# E-Brake light on - even when lever is down



## Curtis Sentra (Oct 17, 2002)

This started happening recently, when it was very hot outside. The e-brake light would stay on the dash even though the actual cable released. When it got cooler at night, the light would go off as normal. Now, even when it's cooler out, the light doesn't go off. I took apart the console just to make sure the 'button' wasn't stuck that releases the light, but it's working perfect. Any ideas?


----------



## pare_john (Jul 27, 2007)

the light is not only for your e-brake. it is also a warning light for a low pressure in the braking system or a low fluid level


----------



## Curtis Sentra (Oct 17, 2002)

I went out to check the fluid level in the reservoir and it is barely above the min. mark. There's an actual sensor in that small reservoir? It doesn't look very sophisticated but I'll fill it up tomorrow with DOT 3 fluid and see if that helps.


----------



## pare_john (Jul 27, 2007)

not sure if the b13 has the lvel sensor. but it will have the pressure sensor for sure


----------



## dragontoy22r (Jun 27, 2007)

You can also check the switch at the e-brake lever itself, could be bad or loose.


----------



## Curtis Sentra (Oct 17, 2002)

Filling it up seems to have done the trick. I tried checking the switch before but that worked. It hardly took any fluid at all and the light went off.
Thanks guys!


----------



## pare_john (Jul 27, 2007)

no prob man


----------



## 2dr_Sentra (Dec 10, 2005)

Its not a "E-brake" its a parking brake. If you were to use it in a emergency situation you would make things alot worse.


----------



## pare_john (Jul 27, 2007)

2dr_Sentra said:


> Its not a "E-brake" its a parking brake. If you were to use it in a emergency situation you would make things alot worse.


wrong!!!

The call it an e-brake cause it is separate from the rest of the hydraulic system, if the system were to fail you would still have your " EMERGENCY BRAKE" to help you slow down.


----------



## HATEnFATE (Dec 24, 2002)

2dr_Sentra said:


> Its not a "E-brake" its a parking brake. If you were to use it in a emergency situation you would make things alot worse.

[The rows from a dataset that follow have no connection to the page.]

PR #2055, opened 2025-01-13
193590: Set PageVisitTime metric in AppInsights

edavey:
See ticket [193590: Add tracking of "Time on page" with AppInsights](https://dev.azure.com/dfe-gov-uk/Academies-and-Free-Schools-SIP/_workitems/edit/193590)

This is to track "time on page".

See https://learn.microsoft.com/en-us/azure/azure-monitor/app/javascript-sdk-configuration

### DIFF
--- a/app/javascript/application-insights.js
+++ b/app/javascript/application-insights.js
@@ -10,7 +10,8 @@ const clickPluginConfig = {
 
 const appInsights = new ApplicationInsights({
   config: {
-    connectionString: applicationInsightsConnectionString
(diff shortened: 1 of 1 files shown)


edavey:
This has now been tested in the dev environment and I've confirmed that the new custom `PageVisitTime` metric is now coming through into AppInsights. 

Note that this was temporarily enabled in `dev`. AppInsights is normally only loaded in `production`.

DrizzlyOwl (approved):

PR #2060, opened 2025-01-16
Handle some common errors, previously seen as unhandled exceptions

edavey:
See Slack channel [`#temp-ruby-complete-alerts`](https://ukgovernmentdfe.slack.com/archives/C089F7F3CD6) and [ticket 197151](https://dev.azure.com/dfe-gov-uk/Academies-and-Free-Schools-SIP/_workitems/edit/197151)

In this PR we address 4 types of error which have been surfaced by our new Exception Notification process. These are currently manifesting as unhandled exceptions but in fact they are routine errors which can and should be handled by the application:

1. where `ActionController::InvalidAuthenticityToken` is raised as a result of a request having an an invalid auth token

2. where a very long request path was triggering an error in the `HighVoltage` gem

3. where a path with invalid encoding was causing Rack to raise `InvalidParameterError`  which is rescued by Rails as a internal `ActionController::BadRequest`

4. where a query string was causing Rack to raise `ParameterTypeError`  which is rescued by Rails as a internal `ActionController::BadRequest`

See the individual commits for details.

### DIFF
--- a/app/controllers/pages_controller.rb
+++ b/app/controllers/pages_controller.rb
@@ -1,5 +1,13 @@
 class PagesController < ApplicationController
-  include HighVoltage::StaticPage
-
   skip_before_action :redirect_unauthenticated_user
+
+  def show
+    return not_found_error unless StaticPages.names.include?(static_page_name)
+
+    render static_page_name
+  end
+
+  private def static_page_name
+    params[:id]
+  end
 end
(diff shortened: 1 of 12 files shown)


app/controllers/pages_controller.rb
shuldt, line 1: Nice!

lib/middleware/handle_bad_encoding.rb
shuldt, line 1: Very neat

shuldt (approved):
Very clearly communicated changes, thank you for this. 

These are good solutions, and I learned some new tips and tricks for error handling from this!

There is a minor typo in the last commit message: "and clears it if it can't parsed" should be "and clears it if it can't BE parsed"

PR #2064, opened 2025-01-22
196052 Improve performance of local auth project page

edavey:
See ticket [196052](https://dev.azure.com/dfe-gov-uk/Academies-and-Free-Schools-SIP/_workitems/edit/196052)

We've had reports of frequent timeouts when viewing the list of projects for a particular local authority. At URLs like:

`https://www.complete.education.gov.uk/projects/all/local-authorities/353`

On investigation we can see that this is because our persisted `Project` entity does not record the local authority information. Therefore to get the projects for a given LA we are currently call the Academies API for every single project and then filtering that list to select the projects for our given Local Authority!

See the `ByLocalAuthorityProjectFetcherService#projects_for_local_authority(la_code)` https://github.com/DFE-Digital/dfe-complete-conversions-transfers-and-changes/blob/797540d03ba3d0e55ffe1a9b85dc5eb893ab72a6/app/services/by_local_authority_project_fetcher_service.rb#L12C3-L14C6

```rb
def projects_for_local_authority(local_authority _code)
  all_projects
	.includes(:assigned_to)
	.select { |p| p.establishment.local_authority_code == local_authority_code }
end
```

### Solution

We need to record the Project's local authority in our persisted entities. As we have a list of Local Authorities (`LocalAuthority`) we can do this with an association which specifies that "a Project belongs to a Local Authority", i.e. by adding a `local_authority_id` foreign key to `projects` so that we can then set the LA:

```rb
Project.local_authority = LocalAuthority.find_by!(code: "801") # for Bristol City Council
```

If this were a high volume service then we would deploy each of these step separately to avoid the chance of
race conditions. But with such a small number of users that is not necessary.

#### 1. Add new field to Project

Create `projects.local_authority_id` in UUID format, allowing null values, for now. This will be the foreign key to the `LocalAuthority` entity backed by the `local_authorities` table

#### 2. Start writing local_authority_id for new projects

We'll begin storing `Project#local_authority_id` when creating projects using:

- `Transfer::CreateProjectForm`
- `Conversion::CreateProjectForm`

At this stage we'll set the property explicitly, rather than through an association e.g.:
```rb
Transfer::Project.new(
  ...
  local_authority_id: local_authority.id,
  ...
)
```

rather than using the belongs_to association which we'll add in step 4:

```rb
Transfer::Project.new(
  ...
  local_authority: local_authority,
  ...
)
```

#### 4. Switch the "project belongs to local authority" association

At present `Project##local_authority` delegates to the `establishment` which hits the Academies API. We'll change over to getting local authority from the our own `local_authorities` table using our new `Project#local_authority_id` fk.

#### 5. Make the new foreign key mandatory

In a future deployment we can make `project.local_authority_id` non null-able.


shuldt (approved):
Happy with the solution and its implementation - do let me know what decisions you make regarding deployment (in stages or bundled as all commits in this PR)

edavey:
When checking in the **dev** environment we found several projects which had blank `local_authority_id` keys. All except one has invalid URNs (having been added by the new .NET service under development which has not yet added the require validation against the Academies API). There was one record which should have been associated with the "City of London" local authority which is missing from the `complete.local_authorities` table. This is being added to the seeding in a further commit. It's present in **test** (and therefore in **production)**.

PR #2073, opened 2025-02-04
(196052) Step 1 of 2: Refactor project to record local authority

edavey:
See ticket [196052](https://dev.azure.com/dfe-gov-uk/Academies-and-Free-Schools-SIP/_workitems/edit/196052)

After some more testing on  the dev and test envs we've observed that sometimes the data migration to backfill `projects#local_authority_id` fails to populate a few rows due to transient errors thrown by the Academies API (which is queried for each row).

Did you just copy and paste this from another thread? 
http://www.nissanforums.com/b13-91-94-chassis/136929-emergency-brake.html


The fliud resevior does have a level switch inside and i know it's helped me remember to refill when I had leaking calipers.


----------



## 2dr_Sentra (Dec 10, 2005)

pare_john said:


> wrong!!!
> 
> The call it an e-brake cause it is separate from the rest of the hydraulic system, if the system were to fail you would still have your " EMERGENCY BRAKE" to help you slow down.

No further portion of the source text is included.